Records shown Block Start

PR #584, opened 2019-12-10
The interface for evalActiveVoxelBoundingBox suggests it returns false.

jmlait:
The interface for evalActiveVoxelBoundingBox suggests it returns false.
if empty, but only does so if the tree is empty.  This will change
it so it will also do so if the computed bounds are empty.

### DIFF
--- a/CHANGES
+++ b/CHANGES
@@ -3,6 +3,9 @@ OpenVDB Version History
 
 Version 7.0.1 - In Development
 
+    Bug fixes:
+    - Fixed a bug where empty grids were still returning true from
+      evalActiveVoxelBoundingBox when leaf nodes were still present.
 
 Version 7.0.0 - December 6, 2019
 
--- a/CHANGES
+++ b/CHANGES
@@ -4,8 +4,9 @@ OpenVDB Version History
 Version 7.0.1 - In Development
 
     Bug fixes:
-    - Fixed a bug where empty grids were still returning true from
-      evalActiveVoxelBoundingBox when leaf nodes were still present.
+    - Fixed a bug where grids with no active values might return true when the
+      method evalActiveVoxelBoundingBox is called. The correct behavior is to
+      only return true if the grid contains any active values.
 
 Version 7.0.0 - December 6, 2019
 
--- a/doc/changes.txt
+++ b/doc/changes.txt
@@ -8,8 +8,9 @@
 
 @par
 Bug fixes:
-- Fixed a bug where empty grids were still returning true from
-  <TT>evalActiveVoxelBoundingBox</TT> when leaf nodes were still present.
+- Fixed a bug where grids with no active values might return true when the
+  method <TT>evalActiveVoxelBoundingBox</TT> is called. The correct behavior is to
+  only return true if the grid contains any active values.
 
 @htmlonly <a name="v7_0_0_changes"></a>@endhtmlonly
 @par
--- a/doc/changes.txt
+++ b/doc/changes.txt
@@ -2,6 +2,15 @@
 
 @page changes Release Notes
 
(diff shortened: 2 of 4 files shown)


jmlait:
Change notes added.  Any suggestions which unit test to add to?  There is nothing testing this function per se, only indirectly.   I also need to make sure it builds an empty-but-full tree...

danrbailey:
> Change notes added. Any suggestions which unit test to add to? There is nothing testing this function per se, only indirectly. I also need to make sure it builds an empty-but-full tree...

I believe there are specific tests for these two methods in TestGridBbox, so I think we should just extend these two unit tests.

jmlait:
Thank you, that is what I was hoping for.

CHANGES
```diff
@@ -3,6 +3,9 @@ OpenVDB Version History
 
 Version 7.0.1 - In Development
 
+    Bug fixes:
+    - Fixed a bug where empty grids were still returning true from
+      evalActiveVoxelBoundingBox when leaf nodes were still present.
```
kmuseth: This description was confusing to me since an empty grid (as defined by the Grid::empty() = Tree::empty()) is a Tree without any nodes. However, this method computes the bounding box of active values (irrespective of where they live in the tree). May I therefore suggest this wording instead:

- Fixed a bug where grids with no active values might return true when the method evalActiveVoxelBoundingBox is called. The correct behavior is to only return true if the grid contains any active values.

doc/changes.txt
```diff
@@ -2,6 +2,15 @@
 
 @page changes Release Notes
 
+@htmlonly <a name="v7_0_1_changes"></a>@endhtmlonly
+@par
+<B>Version 7.0.1</B> - <I>In Development</I>
+
+@par
+Bug fixes:
+- Fixed a bug where empty grids were still returning true from
```
kmuseth: This description was confusing to me since an empty grid (as defined by the Grid::empty() = Tree::empty()) is a Tree without any nodes. However, this method computes the bounding box of active values (irrespective of where they live in the tree). May I therefore suggest this wording instead:

- Fixed a bug where grids with no active values might return true when the method evalActiveVoxelBoundingBox is called. The correct behavior is to only return true if the grid contains any active values.

Idclip:
Not to try and extend this PR, but we should probably update the brief for `evalLeafBoundingBox` to say that only leaf nodes with active voxels are included too, as it currently reads a bit weird. i.e. `Return in bbox the axis-aligned bounding box of all leaf nodes and active tiles.` -> `Return in bbox the axis-aligned bounding box of all active tiles and leaf nodes with active values.`

jmlait:
> Not to try and extend this PR, but we should probably update the brief for `evalLeafBoundingBox` to say that only leaf nodes with active voxels are included too, as it currently reads a bit weird. i.e. `Return in bbox the axis-aligned bounding box of all leaf nodes and active tiles.` -> `Return in bbox the axis-aligned bounding box of all active tiles and leaf nodes with active values.`

I just looked at the code for LeafNode.h and I believe your description is more accurate.

CHANGES
jmlait: True, this confusion is precisely how the issue arose :>

In my mind, a tree with no active values *is* empty.  It is a purely internal matter whether there any leaf nodes allocated or not.   This viewpoint is likely why I also don't like "densify" functions as they are meaningless to me :>

I'll try and clarify the wording as you suggest.

kmuseth: thanks

Idclip:
> I just looked at the code for LeafNode.h and I believe your description is more accurate.

Yeah this has caught me out before, I have a use case where I actually want to include all leaf nodes, irrespective of their mask. I'll make a ticket for this.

Records shown Block End

Exercise :: Begin with the line containing "jmlait: True, this" and retype it and each line after it through the end of the records, keeping them exact and including nothing more.

Your response ::
jmlait: True, this confusion is precisely how the issue arose :>

In my mind, a tree with no active values *is* empty.  It is a purely internal matter whether there any leaf nodes allocated or not.   This viewpoint is likely why I also don't like "densify" functions as they are meaningless to me :>

I'll try and clarify the wording as you suggest.

kmuseth: thanks

Idclip:
> I just looked at the code for LeafNode.h and I believe your description is more accurate.

Yeah this has caught me out before, I have a use case where I actually want to include all leaf nodes, irrespective of their mask. I'll make a ticket for this.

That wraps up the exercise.